Будит ее мать долго. Трясет за плечо, когда уже возвращается стадо с пастьбы и на улице гулко стучат ботала, висит облаком пыль, багряно просвечиваясь на предзакатном солнце. Ксюшка с трудом размыкает веки и лежит еще с минуту, о чем-то тупо соображая. Потом сладко потягивается, вздыхает протяжно и, пошатываясь от сна, идет к рукомойнику. Плещет в лицо колодезную воду, ледяную до ломоты в пальцах, трет глаза, а за чаем сидит все равно квелой, дует нехотя в щербатое блюдце и равнодушно ест промасленную пышную шаньгу.
— Разоспалась-то как, страсть, — говорит мать и рассказывает о новых товарах в сельпо у Кузьмича.
— Жоржет третьеводни завезли, веселенький такой, так брать аль нет?
Ксюшке отвечать лень, и она долго думает: брать жоржет или нет? Слышит тонкий скрип колес и у самых окон раскатистое: «Тр-р-у-у», — словно по железу прокатилась пригоршня галек. У окна Никифор — стучит кнутовищем по забору палисадника:
— Деваха-а, фаетон прибытший.
«Говорить разучился по-человечески», — кисло усмехается Ксюшка и встает из-за стола.
Мать сама несет до калитки шерстяной платок, связанный концами в узел — с горячим пирогом и шаньгами — незлобливо ворчит:
— Выросла без отца да без хворостины и сладу не знаешь. Примчалась, как напонуженная, наперечила матери, толком не огляделась и опять в поле, на ночь глядючи…
Ксюшка ступает рядом, тянет из рук матери теплый мохнатый узел.
— Успеешь еще, накормишь своего саженного, — искоса взглядывает мать и тут же озабоченно спрашивает: — А он хоть уважительный к старшим-то?..
К парням мать приглядывалась пристально и ревниво, и Ксюшка весело смеется:
— Уважительный, мама, уважительный, — выхватывает у ней узел и с разбегу боком вспрыгивает на телегу.

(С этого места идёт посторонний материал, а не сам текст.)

PR #2720, opened 2026-04-28
Rename ca property

aramprice:
Improves naming of the CA Certificate files passed to bosh components.


ragaskar (approved):
@aramprice walked me through this code and it lgtm -- there is a corresponding change in the deployment to pass the uaa cert if uaa is being used (although we expect to this cert to effectively be the same as the director cert for most deployments), but if this field isn't passed we'll fall back to passing the director cert.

— Коза-а, — смеется Никифор и стегает лошадь.
Телега вырывается из глухого переулка, катит вдоль старого тока, обнесенного березовым пряслом, потом начинается прошлогодний выгон, вытоптанный до черноты, весь в сухих коровьих лепехах. В воздухе толкутся столбы мошкары. От Никифора несет водкой, чесноком и крепкой махоркой. Он блаженно прячет в складчатых веках маслянистые довольные глаза, вздыхает:
— Природа… Ин ведь оно што.
— Ты бы хоть телегу смазал, — говорит Ксюшка, отодвигаясь от него к заднему колесу.
— Телегу? — переспрашивает Никифор, не оборачиваясь. Затылок у него заросший и волосы из-под шапки косичками опускаются на жилистую побуревшую шею.
— Телегу смазать можно, — соглашается он. — Да ведь музыка… Едешь, а тут тебе будто радиво, — и он заливисто хохочет, мелко трясет плечами, довольный собой.
— Шел бы к нам сеяльщиком. Круглый день радио. От трактора особенно. Слушай да слушай…
Никифор хыкает и опять трясет плечами, словно Ксюшка сказала ему что-то нелепое. Прижимает вожжи локтем, достает кисет и ловко скручивает из газетной полоски цигарку. Затягиваясь, выпускает двумя длинными струями дым из носа и говорит рассудительно:
— Человек должон справлять работу, что душа просит. Чтоб кругом, значит, дух легкий, радостный шел. А так оно того… без проку обернется, — он всем корпусом поворачивается к Ксюшке и смотрит с любопытством, изучающе.
— Хитрый ты. Вон почему, оказывается, на стариковскую работу определился. Тебе пуды ворочать, а ты рыбку ловишь. Дух легкий… Выходит, коли меня поставили поварихой, а моя душа не хочет, так и толку не будет?..
Лошаденка плетется и по привычке постегивает себя хвостом. Густой махорочный дым долго висит над телегой. Цигарка у Никифора потрескивает и от глубокой затяжки занимается голубым огоньком. Он дует на пламя и, хмуря складчатые веки, говорит:
— Нет, деваха, не будет…
— Врешь ты, Сидоров, — обижается Ксюшка, — как пить дать врешь… У нас не коммунизм — душу твою во всем соблюдать.
— Хе-хе, девахонька… А как же ин того… в речах-то говорят: все, мол, для человека. Для меня, значит.